What is the future for backup and recovery services? Applications can span to several terabytes and while it is possible to back this up using traditional methods from snapshots, it would take several hours to recover an application from tape. That is pretty much unacceptable for most of today's businesses. For me, the future seems to be snapshots. The EMC DMX3 storage subsystem can snapshot a whole application with a single command, maintain up to 256 of those snapshots for each application, and restore the source volumes from any one of those snapshots. Of course, most of the time you don't want to restore the whole application, just a few files. So you mount the relevant snapshot on a different server and copy over the files that you want.
If you lose the whole subsystem you lose the source data and all the snapshots, so to fix that you need a second site with remote synchronous mirroring between the two. This is not the future of course, you can do all this now. I think the future is that backup and recovery applications will start to recognise that they do not need to move data about to create backups, but can use snapshots and mirrors as backup datastores. The role of the software would then be to manage all that hardware and maintain the necessary catalogs that refer to backups contained in all these snapshots so the storage manager can easily work out what backups are available and also recover from them with simple commands.

We may see standard backups using the cloud as a longer term repository, with on-site snapshots retained for large application restore or user error type restores from recent backups. As more important data is moved to the cloud, it too needs to be protected. Cloud-to-cloud backup, where data is copied from one cloud service to another cloud, will be important in 2017. Backup vendors will need to add cloud-to-cloud capabilities to satisfy this requirement. Specifically, they will need to add tools to back up and restore applications within the cloud.

CONTAINER VIRTUALISATION

A new product has appeared in the last year or so that may well bring some new storage challenges. Docker containers are based on virtualisation, but while VMware virtualises complete servers with operating systems, Docker just virtualises complete applications on the same operating system. Containers themselves have been around for a while, they share operating systems and hardware, and so are much more efficient than virtualised VM servers running on hypervisors. Docker containers seem to be taking off and should be watched in 2017.

Docker is mainly used by developers and testers, as they can easily, quickly and cheaply create several copies of applications, all running under the same operating system. This used to be restricted to Linux, but now they can run on Windows too. The good news is that Docker does not require a complete set of data for each application copy, it uses an overlay file system to implement a copy-on-write process, so all copies of an application use the same base set of data, and just store independent copies of any updated data. If a Docker container is deleted, then by default all changed data belonging to that copy is deleted too.

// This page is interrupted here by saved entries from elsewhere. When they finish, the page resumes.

PR #504, opened 2020-08-10
PlottableSignal, PlottableSignalConst refactoring

StendProg:
**Purpose:**
`PlottableSignal` and `PlottableSignalConst` real difference is min/max search algoritms.
So I apply strategy pattern and move this calculations to `IMinMaxSearchStrategy`.
For now only one `PlottableSignalBase<T>` class, that accept `IMinMaxSearchStrategy`.
By passing `SegmentedTreeMinMaxSearchStrategy` we can get `SignalConst` behavior.
By passing `LinearMinMaxSearchStrategy` we get `Signal` behavior.

There are 2 classes to match existing API:
`PlottableSignalConst<T> : PlottableSignalBase<T>` - with `SegmentedTreeMinMaxSearchStrategy<T>`.
`PlottableSignal : PlottableSignalBase<double>` - with `LinearDoubleOnlyMinMaxSearchStrategy : IMinMaxSearchStrategy<double>`
This classes realy simple and it's behavior can be easy get in `Plot.Plot...` api methods`:
```c#
plt.PlotSignal()
{
return new PlottableBase<double>(... , minmaxSearchStrategy: new LinearDoubleOnlyMinMaxSearchStrategy());
}`
```
but it would be API breaking changes.
I think lots of people holding `Plot.PlotSignal()` results in `PlottableSignal` class (Demos make it 3-4 times).

So for now there is no API breaking changes, but there is way to simplify API.
There is one `PlottableSignalBase<T>` can be renamed to `PlottableSignal<>`.
And API which create it with differentFlags:
```c#
PlottableSignal<T> plot.PlottableSignal(..., slowUpdates = true);
or
PlottableSignal<T> plot.PlottableSignal(..., constantValues = true);
or something else
```
`Signal` can be generic, there is ready to use `LinearFastDoubleMinMaxSearchStrategy`, fast for `double` and 30% slower for other types.

Performance of new `PlottableSignal` (its now comes from generic base class, but use `double` math) needs thoroughly tested. I have not seen more than 5% deterioration in simple visual tests on demo. Old `PlottableSignal` moves to `PlottableSignalOld` and have `Plot.PlottableSignalOld` api method for test porpouse. Maybe you can help with testing performance.

This PR in `work in progress` status.
All this strategies should be covered with unit tests. And `PlottableSignalXY` will need to get `IMinMaxSearchStrategy` support (main reasone of this PR). Publish this early to get your feedback. This PR began to make a lot of changes, maybe I am going in wrong direction.

**New functionality (code):**

There is no API breaking changes for now.
```cs
Plot.PlottableSignalOld(ys);
```

The results are too encouraging, but in fact the test results are highly dependent on the order of the signals. Third is always the fastest (I cheated). I'm not sure if it is necessary to open a issue on the `dev/benchmark`, but there are questions to him.
image


swharden:
Hi @StendProg, this is an impressive PR! I can tell this has been a lot of work, and there are great potential improvements here. This code has been a joy to read! I have a few small comments/thoughts (e.g., what do you think about returning tuples instead of `out` arguments?), but before I discuss those details I'd like to have a larger scale discussion and seek your input.

### Strategy pattern

The task of searching arrays using these different algorithms is an excellent use of the strategy pattern! I really like how this refactor isolates tree logic in `Segmentedtree.cs`, isolates min/max searching logic in their own classes, and my favorite part is how graphics code is now isolated in `PlottableSignalBase.cs`. These changes greatly improve "separation of concerns" to improve maintainability and will improve testing too. I love it!

### Allow breaking changes in ScottPlot 4.1?

> there is way to simplify API ... but it would be a breaking change
> ```cs
> plt.PlotSignal(...)
> {
>     return new PlottableBase<double>(... , minmaxSearchStrategy: new LinearDoubleOnlyMinMaxSearchStrategy());
> }
> ```

ScottPlot 4.0 has become much more stable recently, with no large changes in several months. This may be a good time to start version 4.1 and allow any breaking changes we want. The NuGet packages can be published as "pre-release" while we experiment with these API changes to give us time to change them as needed after we start working with them. Because of this timing and the opportunity to start work on 4.1, I'm not at all opposed to the breaking changes in this PR.

### ScottPlot 4.0 -> 4.1 -> 4.2

@StendProg I have listed what I think would be a good set of small but important breaking changes I wish to make when we switch to 4.1, and I am very interested in your feedback.

My primary goals for breaking changes in 4.1 are: 
* `PlotSignal` and `PlotSignalXY` will return a generic object (this PR)
* make all renderable objects (axis labels, ticks, etc) their own classes (like plottables are now)
* make the figure and data area one bitmap (with cropping instead of two bitmaps)
* pass a simple `FigureDimensions` object into each plottable instead of a complex `Settings` object
* more carefully create and destroy all `IDisposable` System.Drawing objects (like brushes) with each render instead of holding them inside plottables for long periods of time
* Keep the public API the same (methods with many optional arguments) but pass a configuration object into the constructor of plottables so they don't require constructors with a large number of arguments (which makes them difficult to subclass).

Most of these refactors will be "invisible" (perhaps using a single bitmap will yield a performance enhancement), but my overall thought is that these things will simplify the rendering system in 4.1 to make it easier to refactor for renderer injection in 4.2 which will add support alternative rendering systems like SkiaSharp, ImageSharp, SMFL, etc. that implement `IRenderer`

If you think these goals and this plan sounds good, I can start work in the next couple weeks. I want to ensure all of your changes are committed before I begin, and as I work it probably makes sense not to start new PRs until my refactoring finishes. If we determine a good time to get started I can promise to complete this refactoring in good time (slow enough to ensure it is done carefully, but I will make it the primary focus of my daily effort until it is done to ensure it stabilizes soon).

What do you think?

StendProg:
Hi @swharden 

Unfortunately, I had planned to finish this PR not earlier than in a week, maybe it will drag on even more. I don’t know how it fits with your plans, but don’t worry, it is always possible to rebase on your changes.

> Allow breaking changes in ScottPlot 4.1?

Well, so far I managed not to break the api and make it simple to make the api breaking change when such a decision is made. So I will try to continue to do so, and shift all the responsibility onto you ;-)

> What do you think?

Sounds good, some comments on it:
>PlotSignal and PlotSignalXY will return a generic object (this PR)

I haven't thought about `PlottableSignalXY` yet. Make it generic for and 'xs' too sounds good, but may require additional work.

> make the figure and data area one bitmap (with cropping instead of two bitmaps)

As far as I remember there were display problems with figure layer with AA disabled. If you know how to render in signle bitmap with mixed AA settings its good idea. Just notice about potential problem, because disabling anti-aliasing during interaction is a very good solution that I would not want to lose

> more carefully create and destroy all IDisposable System.Drawing objects (like brushes) with each render instead of holding them inside plottables for long periods of time.

I did not fully understand. It is profitable to reuse the object while preserving it than to recreate it every time. GC call `Dispose()` anyway before destruction, when all reference to him will be lost. I think that the real resource that these objects occupy is also memory, it's just that it is allocated in unmanaged code with `WinApi` call, therefore, it is wrapped in `Dispose` to free it with correct `WinApi` call on `Dispose`.

>Keep the public API the same (methods with many optional arguments) but pass a configuration object into the constructor of plottables so they don't require constructors with a large number of arguments (which makes them difficult to subclass).

This is the problem that has been haunted for a long time, and there are many thoughts on this score.
As I see it, a fairly simple solution (.net way which is possible thanks to initializers) is to make public properties for all arguments, and check them in `setter`. In constructor you just init them with defaults. For example:
```c#
private double _lineWidth;
public double LineWidth
{
get => _lineWidth;
set
{ 
  if (value <0}
   {
     throw new Exception();
      //or just set to default
     _lineWidth = 1;
   }
  else
    _lineWidth = value;
}
...

public PlottableSignal()
{
  LineWidth = 1; // default value if user not provide it
}

//Client code will be:
var signal = new PlottableSignal()
{
   LineWidth = 7,
   PenColor = ColorRed,
} // not provided properties will fill with defaults in Constructor
```
The only problem here is the impossibility of complex checks at once for a group of arguments in a setter. And there are no guarantees in passing required parameters. Since this code will be hidden behind the user api. You can remove most of these complex checks and make them part of your developer contract.

Another solution could be `Fluent Builder` pattern, whom I hardly know.
Client code can look like this:
```c#
var signal = PlottableSignal.Builder()
                                           .Data(ys)
                                           .WithLineWidth(5)
                                           .WithColor(Color.Red)
                                           .RenderRange(1000, 9000)
                                           .Parallel()
                                           .Build();
```
It looks nice, but the implementation of such a builder will be much more complicated and bulky than a constructor with a bunch of arguments available at the moment.

swharden:
> Unfortunately, I had planned to finish this PR not earlier than in a week, maybe it will drag on even more. I don’t know how it fits with your plans, but don’t worry, it is always possible to rebase on your changes.

No worries! I am not in a rush, and I can wait for your work on this PR to complete before I move to the next big step. I won't make any large changes until this PR is complete and merged. Take as long as you need to move forward with confidence, and when you think this is in a good place let me know and I will merge it in 👍 

> Well, so far I managed not to break the api and make it simple to make the api breaking change when such a decision is made. So I will try to continue to do so, and shift all the responsibility onto you ;-)

This is a good plan! If you continue to make non-breaking changes I will merge them into 4.0.x soon and apply breaking changes later.

> disabling anti-aliasing during interaction is a very good solution that I would not want to lose

I agree! I will make sure this functionality is not lost.

> [regarding disposing System.drawing objects] I did not fully understand. It is profitable to reuse the object while preserving it than to recreate it every time. GC call Dispose() anyway before destruction, when all reference to him will be lost. I think that the real resource that these objects occupy is also memory, it's just that it is allocated in unmanaged code with WinApi call, therefore, it is wrapped in Dispose to free it with correct WinApi call on Dispose.

Compared to the other topics (like improving styling API), this is low priority. However, this is my thinking:

Preserving GDI objects may be a good idea if we know there will be a limited number of them and are certain we will re-use them. However, I think there is a maximum number of open objects GDI will allow (default is 10,000 and can be changed with a registry modification). This may be a concern if we collect too many GDI objects in an application (especially if it already uses GDI for other things). This problem may get even worse in multi-threaded code, such as console applications that generate many plots in parallel. Also, it may not make sense for plottables to store GDI objects at all if they will be rendered using a different system (like SkiaSharp). For these reasons I think storing GDI objects for long periods of time is discouraged. I can run benchmark tests to measure how creating/disposing these objects with every rendered frame changes performance. If it is slow, maybe we should keep it like it is, but my understanding is that this is a limitation of GDI and keeping objects open for a long time is not recommended.

> [regarding styling changes] This is the problem that has been haunted for a long time, and there are many thoughts on this...

Thank you for sharing your thoughts! I think adding error checking to auto-properties, using builder pattern, or making properties `get; private set;` and creating smart setter methods to update them are all interesting possibilities. On one hand all these options add some complexity to the plottables, but on the other hand they simplify the constructor arguments which is very desirable. I will continue to think about options as well!

Thank you for sharing your thoughts on these issues! I find your ideas very interesting and helpful to consider.

swharden:
Following-up, limitations of GDI (maximum number of open handles, concurrency issues, etc) are better described in this article: https://photosauce.net/blog/post/5-reasons-you-should-stop-using-systemdrawing-from-aspnet (although it is a bit old)

For desktop applications that just involve a single user control these are probably not a problem, but if ScottPlot is used to create a large number of charts as part of an automated report pipeline in a scientific application, or dynamically create plots in from a web server, GDI-related leaks may be more of a concern.

I started performance testing System.Drawing and I'm finding that creating/destroying GDI objects is extremely fast. I'll post those results in #505, but if GDI objects like brushes and fonts can be created and destroyed in each plottable's render method with negligible effect on performance, I'd rather be safe and do it this way. It also makes sense to work toward not storing GDI objects at the plottable class level, as a SkiaSharp rendering system would have no need for a System.Drawing.Font 😎

StendProg:
SignalXY changes:

For now there is PlottableSignalXY with no api breaking changes, but based on PlottableSignalXY<Tx,Ty> supports different generic types for `xs` and `ys` arrays, and `IMinMaxSearchStrategy`.
Added PlottableSIgnalXYConst<Tx, Ty> in `Plot` api. It have generic interface and use `SegmentedTreeMinMaxSearchStrategy`.
Added some demos for `PlottableSignalXYConst`.

Breaking changes direction, as i see:
Remove `PlottableSignalXY` and `PlottableSignalXYConst`. Rename `PlottableSignalXYGeneric` to `PlottableSignalXY`.
Make `Plot` api method(methods?) which create `PlottableSignalXY` with different `IMinMaxSearchStrategies` and return `PlottableSIgnalXY`.

The same for `PlottableSignal`...

swharden:
Hi @StendProg, this is wonderful! Thank you for working so hard to make these improvements to SignalXY.

> Suggested breaking changes:
> `PlottableSignalXY` → `PlottableSignalXYConst`
> `PlottableSignalXYGeneric` → `PlottableSignalXY`
> The same for `PlottableSignal`
> Update `Plot` API somehow to create objects (by passing in the appropriate strategy) and return generic objects

This sounds good! I will make these breaking changes after starting version 4.1.

Are you finished with this PR / are you ready for me to merge it now?

StendProg:
Hi @swharden, It's quite finished, additionaly I planed write Unit tests for `MinMaxSearchStrategies`
аnd check all MinMaxRangeQuerry calls.  I have a suspicion that there is confusion with upper boundary inclusive/exclusive sometimes.
I'll try to do it today, but I won't promise

swharden:
@StendProg that sounds good to me! I'll wait to merge this PR until you are finished with those tests and are satisfied that the strategies are working well.

In the mean time I will begin refactoring other plottables to work toward goals in #505 but I will not modify the signal classes until this PR is merged.

Thanks again for all your work in this area!

StendProg:
I think it's finished.
There are a lot of changes, I tested it a little, but I am not completely sure that there are no errors. I think to leave it as it is, and solve problems as they become available.

swharden:
This looks great, and the unit tests are reassuring. Thank you @StendProg!

swharden:
@StendProg I get a compile warning that `TreesReady` covers the one in the base class, and to use `new` if this is intended.

image

Since `PlottableSignalBase` already has `public bool TreesReady => true`, can this line be deleted?

StendProg:
@swharden, I think `PlottableSignalBase` don't need `TreesReady` property at all, it can be safety deleted.
`PlottableSignalConst.TreesReady`  also looks unfinished, but I can't tell you how easy it is to fix it.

However, a Docker container can use persistent storage resources in the form of Docker volumes and data containers, and these can be shared between containers. The problem here is that if volumes are shared, there is no level of data integrity protection so file locking need to be managed by the containers themselves. At present Docker does not provide snapshots or replication, so backup and recovery has to be done at host level. Also, all Docker volumes are stored by default in the /var/lib/docker directory, which can become a capacity and performance bottleneck.